The IHC analysis was performed to assess the phosphorylation state of tau proteins. The paraffin-embedded tissue (PET) blot method was used as an alternative method for antigen retrieval, where PET sections were collected on a polyvinylidene fluoride (PVDF) membrane (Millipore, Germany) (Moh et al., 2010[32]). After drying in a 60 °C oven for 30 minutes and immersion in two changes of xylene, absolute ethanol, 95 % ethanol, 70 % ethanol, and Tris-buffered saline (TBS; 150 mM NaCl, 50 mM Tris, pH=7.6) for five minutes, the PET blots were incubated with 125 μL of hydrogen peroxide 3 % at room temperature to remove endogenous peroxidases.

After rinsing in TBS, the PET blots were blocked with 10 % normal goat serum (NGS) for 30 minutes. Next, an Anti-Phospho-Tau (Thr231) Primary Antibody (1:200) was used, and the PET blots were allowed to incubate overnight at room temperature. After one day, the PET blots were rinsed for one minute in a large volume of TBS, and then, HRP-conjugated goat anti-rabbit secondary antibody (1:500; Abcam, UK) was applied to the blots. The stain was developed using a 3,3'-diaminobenzidine (DAB) kit (Abcam, UK). Finally, the PET blots were incubated with a mixture of dimethyl sulfoxide (DMSO) and ethanol (3:2) for three minutes to achieve transparency for evaluation under a light microscope. To estimate the tau protein hyperphosphorylation in the CA1 region of the hippocampus, the stained sections were assessed in five random visual fields (400x magnification).

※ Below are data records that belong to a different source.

PR #2197, opened 2019-06-05
Update sound duration

### LINKED ISSUE #1780: Sound tile duration display should update on edits that change duration
### Expected Behavior

The displayed duration for a sound in the sound tile should update when an edit causes the duration to change.

### Actual Behavior

The displayed duration does not update.

### Steps to Reproduce

- Note that the duration of "Meow" is 0.85
- Make an edit that changes the duration: trim, faster, slower, echo, or robot
- Duration is unchanged

ericrosenbaum:
### Resolves

Resolves https://github.com/LLK/scratch-gui/issues/1780

### Proposed Changes

Update the sound object's properties, so that the sound tile in the GUI can display an updated duration when the sound is edited.

update-duration


paulkaplan (approved):
LGTM

PR #2201, opened 2019-06-06
Clean up hardware disconnect behavior

### LINKED ISSUE #1929: Hardware Extensions: separate extension cleanup and disconnect

evhan55:
### Resolves

- Resolves #1929: Hardware Extensions: separate extension cleanup and disconnect

### Proposed Changes

- Instead of relying on a "disconnect callback" from the extension to close the socket on some disconnection cases, always close the socket from within itself instead, and just call a "reset callback" on the extension so it can reset its state.  This requires the hardware extensions to separate out their disconnect behavior into distinct `disconnect` and `reset` functions.

### Reason for Changes

- Clarifies the hardware extension disconnect routines so they are more legible for developers and concerns are more neatly refactored into cleaner functions

### Testing

Would be good to test and verify the following behavior for *all* hardware extensions:
1. Disconnect by turning off bluetooth
2. Disconnect by turning off Scratch Link
3. Disconnect by turning off peripheral
4. Disconnect by clicking the 'disconnect' button in the peripheral connection modal
5. Disconnect by closing the tab
6. Disconnect by closing the browser
7. Disconnect by removing the battery from peripheral (if possible)

### DIFF
--- a/src/extensions/scratch3_boost/index.js
+++ b/src/extensions/scratch3_boost/index.js
@@ -823,18 +823,22 @@ class Boost {
     }
 
     /**
-     * Disconnects from the current BLE socket.
+     * Disconnects from the current BLE socket and resets state.
      */
     disconnect () {
+        console.log('BOOST DISCONNECT CALLED');
         if (this._ble) {
             this._ble.disconnect();
         }
+
+        this.reset();
     }
 
     /**
      * Reset all the state and timeout/interval ids.
      */
     reset () {
+        console.log('BOOST RESET CALLED');
         this._ports = [];
         this._motors = [];
         this._sensors = {
--- a/src/extensions/scratch3_boost/index.js
+++ b/src/extensions/scratch3_boost/index.js
@@ -826,8 +826,6 @@ class Boost {
      * Disconnects from the current BLE socket and resets state.
      */
     disconnect () {
-        console.log('BOOST DISCONNECT CALLED');
-
         if (this._ble) {
             this._ble.disconnect();
         }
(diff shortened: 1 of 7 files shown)


evhan55:
If this lands, it would be good to reflect the changes in the current SPIKE Prime prototype

evhan55:
@ericrosenbaum 

I just tested this PR with the EV3, GDXFor, microbit, WeDo2 and Boost on Windows, and all the disconnection cases worked properly. (sockets disconnect, GUI updates, and extension state resets).

I did have to make a small fix to your merge from last week: the GDXFor extension needed one more change from `this._scratchLinkSocket` to `this._ble`, so I made a commit on this PR today, on top of your merge.

ericrosenbaum:
I've now tested all seven disconnection testing scenarios on each of the five hardware extensions, and this is working well. I noticed a couple of issues but they do not seem to be specific to this PR (i.e. they also occurred on production):

- Mac Scratch Link crashed when EV3 battery was removed https://github.com/LLK/scratch-link/issues/138
- On Mac, extension does not show disconnection alert when WeDo battery is removed (added a note to the existing issue https://github.com/LLK/scratch-link/issues/87)

ericrosenbaum (approved):
LGTM!

PR #2202, opened 2019-06-06
LegoBoost: adding support for distance-reporting from vision-sensor

apfeuti:
### Resolves

I couldn't find any feature-request to support "distance" in the LegoBoost-extension.

### Proposed Changes

The LegoBoost-vision-sensor reports the distance (how far is the sensor away from any obstacle).
This PR adds support to the LegoBoost-Extension to read the distance-sensor-value from the MoveHub.

According to https://github.com/JorgePe/BOOSTreveng/blob/master/ColorDistanceSensor.md the color-sensor can be put into a "color and distance (0x08)" mode, where not only the color is reported but also the distance.

This PR adds two new blocks for the LegoBoost-Extension:
1) whenDistance - BlockType.HAT with a menu for the "<, >, =" operators
2) getDistance -    BlockType.REPORTER - reports the distance as a float.
                              the resolution is higher for closer distances

### Reason for Changes

Having a possibility to get the distance-sensor-value from the MoveHub, greatly improves the possibilities what can be done with LegoBoost and Scratch.
Eg:
- Stop a robot (or drive into another direction) before he hits a wall or some other obstacle -> we can write some Scratch-programs for autonomous navigation.

- Count objects passing (slowly) the distance-sensor

### Test Coverage

There's no test-automation for LegoBoost-Extension. I tested manually in this environments:
Ubuntu 18.04.2 LTS
	Browsers: Chrome, Firefox
	ScratchLink running on Windows

Windows 10 Pro
	Browsers: Chrome, Edge

macOS Mojave 10.14.5
	Browsers: Safari, Chrome

See the attached SB3-file for the test-program, which does the following:
- Play a sound (in a forever-loop) when distance-reporter detects a distance < 4
- Play an alarm-sound whenDistance (HAT-block) equals 5
- Show a message when the vision-sensor detects the color "green" -> regression-test for the existing color-feature.
[LegoBoost-Distance-Test.zip](https://github.com/LLK/scratch-vm/files/3263729/LegoBoost-Distance-Test.zip)

### DIFF
--- a/src/extensions/scratch3_boost/index.js
+++ b/src/extensions/scratch3_boost/index.js
@@ -132,6 +132,16 @@ const BoostColorIndex = {
 };
 
 /**
+ * Enum for comparison-operator
+ * @type {{LESS: string, GREATER: string, EQUAL: string}}
+ */
+const BoostOperator = {
+    LESS: '<',
+    GREATER: '>',
+    EQUAL: '='
+};
+
+/**
  * Enum for Message Types
  * @readonly
  * @enum {number}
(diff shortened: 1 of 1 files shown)


thisandagain:
Please file an issue for discussion prior to submitting a PR.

Evaluation of inflammatory cytokines

The hippocampal concentrations of interleukin-1β (IL-1β), IL-6, and tumor necrosis factor-α (TNF-α) were estimated, using commercially available ELISA kits (Aviva Systems Biology, USA), according to the manufacturer's instructions.

Western blotting

The hippocampi (n=3 per group) were homogenized in lysis buffer, containing protease and phosphatase inhibitor cocktails. The protein content was determined as described by Bradford (1976[8]). Equal amounts (60 μg) of the samples or the pre-stained protein ladder (Thermo Fisher Scientific, USA) were electrophoretically separated on SDS-polyacrylamide gel and transferred to the PVDF membranes. The blots were then blocked with 2 % skimmed milk, which was dissolved in TBS containing 0.1 % Tween 80 (TBST) for 75 minutes and probed overnight with an Anti-Phospho-Tau (Thr231) Primary Antibody (1:1000) at 4 °C while shaking.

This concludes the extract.